Tra petizioni, iniziative mediatiche e formule ambigue, si sta scivolando da una presunta “resistenza” a una legittimazione di fatto dell’usurpazione. Non tutto ciò che appare lotta per la verità lo è davvero. E non ogni firma difende la Chiesa.

È francamente incredibile assistere, ancora una volta, ai giochi di prestigio mediatici di Andrea Cionci: raccolte di firme, iniziative “procedurali”, appelli ridondanti che, al netto delle parole, finiscono sempre nello stesso punto. Un punto gravissimo. Quello di rivolgersi al capo dell’attuale struttura usurpante chiamandolo, senza esitazione, “Sua Santità”.

Questo non è un dettaglio. È il cuore del problema.

Da anni si ripete lo stesso copione: si promette chiarezza, si invoca un “processo”, si alimenta l’illusione che basti una pressione numerica o una procedura amministrativa per risolvere una questione che è, prima di tutto, dottrinale e soprannaturale. Il risultato è sempre identico: nessuna verità proclamata, nessuna rottura reale con l’inganno, e una progressiva normalizzazione dell’usurpazione.

Il linguaggio tradisce l’intenzione. Chi chiama “Sua Santità” chi non lo è, sta già concedendo ciò che dice di voler mettere in discussione. È una contraddizione insanabile. Non si può, nello stesso gesto, denunciare un problema di legittimità e allo stesso tempo riconoscere l’autorità che si pretende di contestare.

Queste iniziative, presentate come audaci, finiscono per essere perfettamente innocue per il sistema. Anzi: lo rafforzano. Perché canalizzano il dissenso verso binari sterili, controllati, ripetitivi. Danno l’illusione dell’azione mentre disinnescano la vera resistenza.
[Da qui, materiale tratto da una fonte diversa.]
PR #371, opened 2022-06-16
CSHARP-4004: Key Management API.

DmitryLukyanov:


bindings/cs/MongoDB.Libmongocrypt/CryptClient.cs
```diff
@@ -102,30 +102,6 @@ public CryptContext StartEncryptionContext(string db, byte[] command)
             return new CryptContext(handle);
         }
 
-        /// <summary>
```
DmitryLukyanov, line 105: these methods no longer needed, so it's better to remove them

BorisDog (approved):
LGTM

PR #376, opened 2022-06-23
Disable ENABLE_AUTOMATIC_INIT_AND_CLEANUP by default

eramongodb:
## Description

Currently, building the imported libmongoc library generates the following error message:

```
warning: Configure the driver with ENABLE_AUTOMATIC_INIT_AND_CLEANUP=OFF. Automatic cleanup is deprecated and will be removed in version 2.0. [-W#pragma-messages]
 ```

This PR disables `ENABLE_AUTOMATIC_INIT_AND_CLEANUP` by default when building the imported libmongoc library to silence this warning. (Note: we may also want to consider changing this default value in the C driver CMake configuration from `ON` to `OFF` if able, given how many users are having to go out of their way to explicit disable it.)


vector-of-bool (approved):
Good catch on this. LGTM

kevinAlbs (approved):

PR #379, opened 2022-06-25
CSHARP-4204: EncryptOpts queryType should accept a string consistent with queryType in encryptedFields.

DmitryLukyanov:


BorisDog (approved):
I guess `StartExplicitEncryptionContext` query type changes are in previous PR.
LGTM if so.

PR #382, opened 2022-06-28
Remove unnecessary fields in result of rewrapManyDataKey

eramongodb:
## Description

Long during initial implementation of `rewrapManyDataKey()`, the arbitrary decision was made to preserve as many fields of the key document(s) being rewrapped as possible. This turns out to be unnecessary: the bulk write operation(s) constructed by Drivers to `updateOne` the rewrapped key in the key vault collection only require:

- `_id`: the ID of the key to update.
- `keyMaterial`: the (possibly) new and rewrapped data key material.
- `masterKey`: the (possibly) new master key.

The `updateDate` field is updated by the `updateOne` command's `$currentDate` operator. All other fields are unnecessary and may give the incorrect impression that a `replaceOne` with the resulting document(s) may suffice to update the key vault collection.


kevinAlbs (approved):
Nice, this seems like a reasonable improvement to prevent drivers from misinterpreting the result of rewrapping.

PR #383, opened 2022-06-28
fix(NODE-4260): mongocrypterror has name getter

durran:
Switch the `name` property of `MongoCryptError` to a getter in order to avoid the property setting errors caused by bulk write errors in the Node driver.

### DIFF
--- a/bindings/node/lib/common.js
+++ b/bindings/node/lib/common.js
@@ -38,8 +38,11 @@ function collectionNamespace(ns) {
 class MongoCryptError extends Error {
   constructor(message) {
     super(message);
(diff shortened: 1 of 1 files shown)


addaleax (approved):

nbbeeken (approved):
Lgtm!

dariakp (changes requested):
Is there any sort of regression test we can add against the actual reported issue?

durran:
> Is there any sort of regression test we can add against the actual reported issue?

https://github.com/mongodb/node-mongodb-native/pull/3305 has the test since the error doesn't come from this library but rather the behaviour in our driver errors.

PR #384, opened 2022-06-28
Update Linux distro versions before branching

kevinAlbs:
# Summary
- Update Linux distro versions before branching

# Background & Motivation
The README should be updated on the master branch.


rcsanchez97 (approved):
LGTM

PR #387, opened 2022-06-28
fix(NODE-4339): remove indexKeyId

durran:
This PR removes the usage of indexKeyId in the Node bindings.

From DRIVERS-2348:

Queryable Encryption has two keys per field: the UserKey and IndexKey.

    The UserKey encrypts user data.
    The IndexKey is used to derive tokens for indexing.

libmongocrypt assumes IndexKeyId == UserKeyId when only the UserKeyId is specified.

IndexKeyId is must must match the "keyId" in encryptedFields for correct query results.

After discussing with Mark Benvenuto, Seny Kamara, Kenneth White, Cynthia Braund, the decision is not to add the IndexKeyId to EncryptOpts for these reasons:

    We do not need to support the use-case where IndexKeyId != UserKeyId.
    Adding IndexKeyId increases risk that a user sets an incorrect IndexKeyId.

### DIFF
--- a/bindings/node/lib/clientEncryption.js
+++ b/bindings/node/lib/clientEncryption.js
@@ -365,9 +365,6 @@ module.exports = function (modules) {
       if (options.keyId) {
         contextOptions.keyId = options.keyId.buffer;
       }
-      if (options.indexKeyId) {
-        contextOptions.indexKeyId = options.indexKeyId.buffer;
-      }
       if (options.keyAltName) {
         const keyAltName = options.keyAltName;
         if (options.keyId) {
--- a/bindings/node/index.d.ts
+++ b/bindings/node/index.d.ts
@@ -337,9 +337,6 @@ export interface ClientEncryptionEncryptOptions {
    */
   keyAltName?: string;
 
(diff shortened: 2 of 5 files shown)


bindings/node/lib/clientEncryption.js
```diff
@@ -365,9 +365,6 @@ module.exports = function (modules) {
       if (options.keyId) {
         contextOptions.keyId = options.keyId.buffer;
       }
-      if (options.indexKeyId) {
-        contextOptions.indexKeyId = options.indexKeyId.buffer;
-      }
```
addaleax, line 370: I think you might want to remove this from the C++ source as well, since `contextOptinos` extends `options` and so could still contain an `indexKeyId` option

dariakp (changes requested):
Just Anna's comment, unless we want to do that in a separate PR

bindings/node/lib/clientEncryption.js
durran: This is removed from the C++ source now.

addaleax (approved):

dariakp (approved):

La verità non nasce da una petizione. Non si vota. Non si negozia. Non si ottiene per accumulo di firme. La verità si proclama, anche quando costa. Soprattutto quando costa.

Il Popolo fedele non ha bisogno di nuovi moduli da compilare. Ha bisogno di chiarezza, di coraggio, di una presa di posizione netta che chiami le cose con il loro nome. Ha bisogno di uscire dalla logica del “forse”, del “vedremo”, del “procediamo”.

Continuare su questa strada significa solo una cosa: accompagnare lentamente le coscienze verso l’accettazione dell’errore come normalità. È una claudicazione mascherata da prudenza. Una resa rivestita di tecnicismi.

La Chiesa non si salva con la burocrazia. Si salva con la fedeltà. E la fedeltà comincia dal linguaggio, dalle categorie, dalle scelte concrete. Chiamare usurpatore chi è usurpatore. Rifiutare ogni formula ambigua. Non offrire, nemmeno implicitamente, ciò che non può essere concesso.

Perché alla fine, piaccia o no, la storia giudica non le intenzioni dichiarate, ma gli effetti reali. E gli effetti di questi “giochini” sono sotto gli occhi di tutti.

La verità non ha bisogno di firme. Ha bisogno di testimoni.

 

Le firme di Cionci.
Le firme di Cionci.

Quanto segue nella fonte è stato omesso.